Collected data:
PR #1371, opened 2024-07-17
fix sample code of Neostrand documentation

stc1988:
This PR fixs some sample code of Neostrand documentation.

* `brightness` is not setter function, is property.
* remove invalid closing parentheses.


phoddie:
Thank you for the corrections! We will get this integrated.

mkellner:
Merged. It will be available in the next drop.

stc1988:
@phoddie  @mkellner 
Thank you for merge.

Additionally, can I confirm if `changeScheme` is incorrect?”
https://github.com/Moddable-OpenSource/moddable/blob/public/documentation/drivers/neostrand/neostrand.md?plain=1#L167-L171

Issue #1359, opened 2024-06-19
Issue with mcrun Command Freezing on M5Stack Core2


lamfan:
I am encountering an issue while trying to run mcrun to install a mod on the M5Stack Core2. The mcconfig command works fine, but mcrun freezes during the installation process.

### Steps to Reproduce

Successfully run the following command:
mcconfig -d -m -p esp32/m5stack_core -t build ./stackchan/manifest_local.json

Attempt to run the following command:
mcrun -d -m -p esp32/m5stack_core2 ./mods/look_around/manifest.json

### Environment

ESP-IDF version: esp-idf-v5.2.2
Operating System: macOS

phoddie:
Thank you for the report. 

In your "steps" to reproduce, the command line for the host is incorrect. It is only building (`-t build`) but not installing the host. Also, the platform is set to `esp32/m5stack_core` instead of `esp32/m5stack_core2`. Please try:

```
mcconfig -d -m -p esp32/m5stack_core2 ./stackchan/manifest_local.json
```

I don't have an M5Stack Core2. It is powered by an ESP32, the same as Moddable Two. I did a test of a host and mod on Moddable Two and it was successful.

lamfan:
@phoddie I forget I did run deploy after build

```
mcconfig -d -m -p esp32/m5stack_core2 -t build ./stackchan/manifest_local.json
mcconfig -d -m -p esp32/m5stack_core2 -t deploy ./stackchan/manifest_local.json
```

so I try your code 

```
mcconfig -d -m -p esp32/m5stack_core2 ./stackchan/manifest_local.json
```

after build it and I run 

```
mcrun -d -m -p esp32/m5stack_core2 ./mods/look_around/manifest.json
```

but it still freeze at Installing mod.
really don't understand what's wrong with it?

stc1988:
Hi @lamfan , Sharing capture of your terminal when you run mcrun will help us to understand the situation.

lamfan:
After running mcrun, it freeze at Installing mod. 
The M5Stack core2 did reload the screen, but nothing change....
<img width="761" alt="image" src="https://github.com/Moddable-OpenSource/moddable/assets/1715633/fd42bb3c-4871-4255-bb57-5fafd75b20e6">

phoddie:
[...]

PR #1388, opened 2024-08-10
change DEBUGGER_SPEED of m5stack_core2 (#1359)

stc1988:
I don’t know the end of this issue, but other users also encountered the same issue of not being able to run mod, and this has been resolved through this change.


mkellner:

ACTIVITY
Scan the data for the word "Thank" and copy every line where it shows up.

SOLUTION BELOW
Thank you for the corrections! We will get this integrated.
Thank you for merge.
Thank you for the report. 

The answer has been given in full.